Comme l’ACLC l’a fait valoir et comme la Cour suprême l’a expliqué aux points 45 et 64, le rôle de l’amicus amicus peut être adapté et répondre aux besoins d’un cas individuel :
[45] Le droit de l’accusé de contrôler sa propre défense limite les fonctions contradictoires que le juge peut exercer.amicuspeut assumer. Comme l’a fait remarquer l’intervenant, l’Association canadienne des libertés civiles,amicusne peut pas faire d’observations ou chercher à obtenir des preuves qui contrediraient les défenses ou les théories soulevées par l’accusé (voir I.F., p. 8). En même temps, le choix d’un défendeur de se représenter lui-même n’empêchera pas lamicusd’assumertoutcontradictoire, car le droit de contrôler sa propre défense ne permet pas à l’accusé de déterminer l’assistance dont le tribunal a besoin. […]
[En résumé, dans la grande majorité des cas, les responsabilités du juge de première instance et de la Couronne suffiront à garantir l’équité du procès.

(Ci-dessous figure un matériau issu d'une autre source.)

PR #1605, opened 2017-05-24
Increase XenCenter micro version for honolulu

MihaelaStoica:


stephen-turner:
Seems sound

Une fois qu’il est établi que amicusestnécessaire, le juge du fond conserve un large pouvoir d’appréciation pour nommer l’amicus amicusavec des fonctions qui répondent aux besoins de l’affaire. Il peut s’agir de fonctions contradictoires lorsque cela est nécessaire à l’équité du procès – par exemple, pour rétablir l’équilibre d’une procédure lorsque l’accusé choisit de se représenter lui-même et ne présente pas de défense valable. En définissant l’étendue du rôle de l amicusle juge tiendra compte de la nature du rôle de lamicusen tant qu’ami de la cour et les circonstances de l’affaire, y compris la manière dont l’accusé exerce ses droits constitutionnels et ce qui est nécessaire pour garantir un procès équitable. Bien qu’il y ait des limites nécessaires aux fonctions contradictoires que l amicuspeut exercer, le champ d’application est suffisamment large pour tenir compte de ce qui est nécessaire à l’équité du procès dans une affaire donnée.
Vous pouvez lire la décision de la Cour suprêmeici et le mémoire de l’ACLCici.
L’ACLC remercie Sarah Rankin et Heather Ferg de McKay Ferg LLP pour leur excellent travail pro bono.pro bono dans cette affaire.